2月26日に行われた「#kzn 1st live "play with me" 」をSPWNで生視聴しました。音と映像(というか空間)が展開するなかなかスゴイ演出でした。次回は是非これをVRとして3D空間で見たいものです。

さて、この「キズナちゃん」こと「#KZN」ですが、「キズナアイがスリープしている間に、みんなをつなげるハブ役として、 キズナアイとクリエイターをサポートする歌唱特化型AI」だそうです。つまりキズナアイ自体は、あくまで「バーチャル」という形ではありましたが、ひとつの人格、一つの存在であったのに対し、こちらのキズナちゃんはあくまでAI、姿かたちを持ったAIという位置づけです。
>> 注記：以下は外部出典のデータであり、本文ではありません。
PR #511, opened 2026-07-28
fix(codex): compare status metadata project as canonical normalized paths (#459)

### LINKED ISSUE #459: delivery.sh status (Windows): verbatim metadata project compare labels every live bridge "stale pidfile (metadata mismatch)" — a second false-stale layer independent of #415
### Environment

- agmsg v1.1.10, Windows 11, Git for Windows 2.53 (MSYS2 runtime), Node 22
- Mechanism verified against current `main` (3f87d60)

### Observed

With a single live, armed bridge (confirmed via `tasklist` and the bridge log):

```
$ delivery.sh status
...
Codex bridge: <team>/<role> stale pidfile (metadata mismatch)
```

Every live bridge on Windows gets this label, permanently.

### Root cause

The two sides of the `project` comparison are written in different path dialects
and compared verbatim:

- the bridge canonicalizes its project through Node's `path.resolve`
  (`codex-bridge.js:170`) and records that in the metafile
  (`writeMeta()`, `codex-bridge.js:856`) — on Windows that is a native spelling
  like `C:\coding\agmsg`,
- the status probe compares it verbatim against the caller's Git Bash spelling
  (`_delivery.sh:132`: `[ "$meta_project" != "$project" ]`) — typically
  `/c/coding/agmsg`.

`C:\coding\agmsg` ≠ `/c/coding/agmsg` as strings, so `meta_ok` is 0 on every
probe. On Linux/macOS both sides are POSIX spellings of the same path, so the
verbatim compare happens to hold — this is Windows-only. Introduced with the
status hook in #232 (`f6a8bcb`).

Relation to #415: independent layer, same user-facing symptom. The metadata
compare runs *before* the `kill -0` probe (`_delivery.sh:132` vs `:139`), so on
Windows this mislabel fires first and #415's `kill -0` blindness is only
reachable once this one is fixed. Fixing either alone still leaves `status`
wrong on Windows; they need each other. (The `kill -0` side is part of
#458's suggested fix.)

Practical impact beyond cosmetics: `status` is the operator's only quick probe of
bridge health, and "stale pidfile" reads as "delivery is broken, clean up and
relaunch" — which on Windows it never means. During our debugging of the respawn
issue it actively pointed us away from the real state of the system.

### Fix we run downstream (happy to send as a PR)

Compare canonical normalized forms instead, reusing the same helpers the
launcher already uses for project identity (`agmsg_canonical_path` +
`agmsg_normalize_project_path` from `lib/resolve-project.sh`):

```diff
-    [ -n "$meta_project" ] && [ "$meta_project" != "$project" ] && meta_ok=0
+    # The bridge records its project via Node's path.resolve (C:\x\y on
+    # Windows) while callers pass Git Bash spellings (/c/x/y or C:/x/y), so a
+    # verbatim compare mislabels every live bridge stale. Compare canonical
+    # normalized forms instead.
+    if [ -n "$meta_project" ]; then
+      want_proj="$(agmsg_normalize_project_path "$(agmsg_canonical_path "$project")")"
+      have_proj="$(agmsg_normalize_project_path "$(agmsg_canonical_path "$meta_project")")"
+      [ "$have_proj" != "$want_proj" ] && meta_ok=0
+    fi
```

Verified on the live machine: all three spellings (`C:\coding\agmsg`,
`/c/coding/agmsg`, `C:/coding/agmsg`) converge to `C:/coding/agmsg`, and the
live bridge now reports `alive (pid N)`. A true metadata mismatch (genuinely
different project) is still detected — covered by tests we added downstream
(true mismatch, trailing-slash variant, native Windows spelling), all passing
on Windows Git Bash.

**Known limits, so you can pick the comparator policy you actually want**: the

事実、今回のライブ中も、いわゆるMC的なことは一切行いませんでした(つまり歌は歌っても話はしなかったということ)。途中質問に答えるコーナーがあったのですが、そこでも敢えて合成音声と分かる形で質問に対し一言答えがあっただけです。

しかし、それが、というかそれだからこそいいと言えるでしょう。キズナアイの分裂騒動とその後のごたごたはまだ記憶に新しいですが、そこで確認できたのはファンは、キズナアイを一人の存在として、一人のアイドルとして見ていた、ということです。だからこそ「分裂」となると「えっ、違うだろ」となるのですが、その点キズナちゃんはキズナアイの分裂体ではありません。というか基本的にいわゆる「命」はない存在です。では、そのような存在に対し、ファンというものは付き得るのか、ファンというものがある意味感情移入を行う存在だとしたら、ファンはキズナちゃんにどうやって感情移入できるのか、その意味で、このキズナちゃんは極めて実験的な試みであるとも言えます。
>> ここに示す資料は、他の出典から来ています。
PR #512, opened 2026-07-28
fix(codex): parse the app-server port through ANSI color sequences

chemica-tan:
## Mechanism

On our Windows 11 + Git Bash host, npm codex-cli 0.144.1 emitted ANSI SGR sequences in the **redirected** app-server log, with `NO_COLOR` set (verified with `od` on the captured log). `codex-monitor.sh` discovers the port by matching the literal text `listening on: ws://127.0.0.1:` in that log; whenever the banner carries SGR sequences between the label and the URL, the sed never matches.

Effect of a non-matching banner on a monitored launch:

1. the port poll burns its full 10 s timeout,
2. the monitor kills the fresh app-server it just started,
3. it prints its explicit `codex-monitor:` / `agmsg:` warnings and falls back to a usable plain-codex session, with real-time delivery off for that session.

The fail-open works as designed — but because codex itself opens normally, the warning is easy to miss, and the user just stops receiving messages. With #497 making monitor the recommended default, a host whose codex emits the colorized banner loses delivery on every monitored launch until someone reads the log.

Scope honesty: we can attest the colorized-banner emission only for the npm build we measured (0.144.1, Windows). The parser's failure to match *any* colorized banner is host-independent, and that is the property the new test pins.

## Change

Strip ANSI SGR sequences in the same sed invocation before matching — one expression added, no new dependency, bash 3.2-safe. This banner sed is the only scrape site: the reuse path reads the `.port` file (bare digits), and `codex --version` prints plain text.

## Test

Adds a fake codex that reproduces the colorized banner **verbatim** over a node listener. The existing python-listener fakes print a plain banner and skip on Windows, which is why this class of breakage was invisible to the suite; the new fake has no Windows skip and passed in our manual Windows run. Note the current windows-latest CI job runs only the Windows-filtered cases of `tests/test_install.bats`, so in CI this suite still runs on the Ubuntu/macOS shards. Exact command:

```
npx bats --filter 'discovers the port when codex colorizes the banner' tests/test_codex_monitor.bats
```

Restore-to-FAIL verified on this branch: with the monitor sed reverted, the test fails.

## Verification

Found live on Windows 11 + Git Bash + npm codex-cli 0.144.1 (2026-07-16); the fix has been running in our downstream deployment since. Mechanism re-checked against current `main` — the banner sed is unchanged (greppable as `listening on: ws://127\.0\.0\.1:`). The parser property is verifiable on any host via the test above; the banner emission itself we measured only on the stated Windows host.

## Note on #505

The text hunks merge cleanly. However, #505 routes the same startup loop's `$!` liveness check (`server_bg`) through a tasklist-only helper, and our Windows probe shows it reports that live MSYS pid dead — we are reporting that on #505 separately. Re-testing the combined head on Windows before merging both is advisable.

### DIFF
--- a/scripts/drivers/types/codex/codex-monitor.sh
+++ b/scripts/drivers/types/codex/codex-monitor.sh
@@ -162,8 +162,11 @@ if [ -z "$PORT" ]; then
   "$REAL_CODEX" app-server --listen "ws://127.0.0.1:0" >>"$SERVER_LOG" 2>&1 &
   server_bg="$!"
   echo "$server_bg" > "$SERVER_PID"
+  # codex 0.144+ colorizes this banner even when stdout is a redirected file
+  # (NO_COLOR is ignored), so strip ANSI SGR sequences before matching.
+  ansi_esc="$(printf '\033')"
   for _ in $(seq 1 100); do
-    PORT="$(sed -n 's#.*listening on: ws://127\.0\.0\.1:\([0-9][0-9]*\).*#\1#p' "$SERVER_LOG" | head -1)"
+    PORT="$(sed -n -e "s/${ansi_esc}\[[0-9;]*m//g" -e 's#.*listening on: ws://127\.0\.0\.1:\([0-9][0-9]*\).*#\1#p' "$SERVER_LOG" | head -1)"
     [ -n "$PORT" ] && break
     # Stop waiting the moment the app-server exits (e.g. a codex release dropped
     # `app-server --listen ws://`): no point burning the full timeout before we
--- a/tests/test_codex_monitor.bats
+++ b/tests/test_codex_monitor.bats
@@ -147,7 +147,11 @@ teardown() {
 case "${1:-}" in
   --version) echo "codex-cli 0.144.1"; exit 0 ;;
   app-server)
-    node - <<'JS'
+    # Run the listener as a CHILD and forward teardown's kill to it, so it dies
+    # with this wrapper instead of holding the bats capture fd until its timer
+    # fires — the same dies-with-parent model as the python fake above. The
+    # wrapper stays the recorded pid (its argv is what the cmdline check reads).
+    node - <<'JS' &
 const net = require('net');
 const s = net.createServer((c) => c.destroy());
 s.listen(0, '127.0.0.1', () => {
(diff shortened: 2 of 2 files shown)


fujibee:
@chemica-tan

The mechanism and the fix both check out. The `od` evidence for SGR sequences in a redirected log with `NO_COLOR` set is convincing, the two-stage `sed` works across bash 3.2 and both BSD and GNU sed, and it composes cleanly with the liveness change that has since landed in the same loop on `main` (#505). Scoping the strip to SGR rather than claiming ANSI in general is the right call for this banner.

One blocking issue, in the new test rather than in the fix.

The node fake ends with `setTimeout(() => process.exit(0), 60000)`, and the listener holds the run's capture pipe for its whole lifetime, so bats waits for it. Measured on a local run of your branch rebased onto current `main`:

```
$ bats --filter 'colorizes the banner' tests/test_codex_monitor.bats
1..1
ok 1 codex-monitor: discovers the port when codex colorizes the banner (0.144+)
elapsed=60s
```

Nothing is left running afterwards — the process does not leak — but the run itself blocks for the full minute. Since the suite is sharded four ways per OS, that minute is paid on whichever shard holds this file, on every run, on every PR.

Could you have the listener exit once the port has been handed off, or have the fixture forward the teardown signal to the node child and wait on it? Either shape keeps the regression coverage and gives the time back. The existing python fake in the same file is a reasonable model — it terminates with its parent rather than on a timer.

chemica-tan:
@fujibee

Good catch — the minute is real, and it reproduces here too. Pushed 97eaa9d with the second of your two shapes: the wrapper runs the listener as a child, traps TERM/INT, forwards the kill, and waits on it — the same dies-with-parent model as the python fake. We looked at the first shape (exit once the port is handed off) and dropped it: the listener does see a connection — `codex-monitor.sh` probes the parsed port with `port_alive` before handing off — but exiting on that first connection would couple the fake to the number of probes the monitor happens to make, and a second probe would then find the port dead and fail open. The forwarding shape has no such coupling. The wrapper stays the recorded pid, so the cmdline identity check still matches its argv; the 60s timer remains as a backstop and no longer fires in the normal path.

Measured on the Windows 11 + Git Bash host from #505 (Git Bash since updated: MSYS 3.6.6, bash 5.2.37):

```
# before (ab02cb1)
$ time npx bats --filter 'colorizes the banner' tests/test_codex_monitor.bats
ok 1 codex-monitor: discovers the port when codex colorizes the banner (0.144+)
real    1m11.510s

# after (97eaa9d)
$ time npx bats --filter 'colorizes the banner' tests/test_codex_monitor.bats
ok 1 codex-monitor: discovers the port when codex colorizes the banner (0.144+)
real    0m13.231s
```

The remaining ~13s is ordinary test/run overhead on this host, not the 60s timer. The full file passes (1..6: 3 ok, 3 windows-skips by design, 21.9s total), and no `node -` listener lingers afterwards (checked Win32_Process command lines). Verification scope as before: Windows only — the forwarding is plain bash trap/wait, so the Linux/macOS shards should see the fake's share drop to near zero, but that number should come from your CI rather than from me.

https://claude.ai/code/session_01C44WEetviQe1QFFwHA7d2U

そしてそこでのキーワードとなってくるのが「ハブ」という言葉ではないでしょうか。そう、今までのアイドルはアイドルのほうがファンの心に、その心を形成する一部、一要素として入ってきました。しかし、キズナちゃんの場合はある意味その逆だと言えます。ファンのほうがキズナちゃんに入っていき、ファンの方がキズナちゃんを構成する一部、一要素になる/なれるという意味でです。

事実、今回のコンサートで使われた楽曲も、基本的には「#KZN」という音声合成ソフトを使ってファンが作ったものでした。またステージ演出もSTYLYのコンテストで選ばれた人たちが行っていました。振付もまた別の人が行ったとのことです。つまりファンというかキズナちゃんに思い入れのある人達が作り上げたのが今回のキズナちゃんであり、キズナちゃんのライブなのです。

Web2.0ということが言われ始めた時によく「集合知」という言葉が使われたました。それをもじれば、今度のWeb3.0の時代に生まれたのがまさに「集合存在」「集合知性」としてのキズナちゃんだと言えるでしょう。だからこそキズナちゃんは変化、変身できるし、可能性に満ち溢れているのです。いわゆるアイドルの場合(バーチャルアイドルであるキズナアイも含め)、アイドルであるが故にこれはやってはいけない、これをやるとファンが離れてしまうという縛りがどうしても出てきます。しかし、キズナちゃんはその意味で自由です。キズナちゃんには決まった音楽ジャンルはありませんし、決まったスタイルもありません。何をやってもいいし、何をやっても許されるのです。

ということで、このライブ、今後も定期的に続いていくことを期待します!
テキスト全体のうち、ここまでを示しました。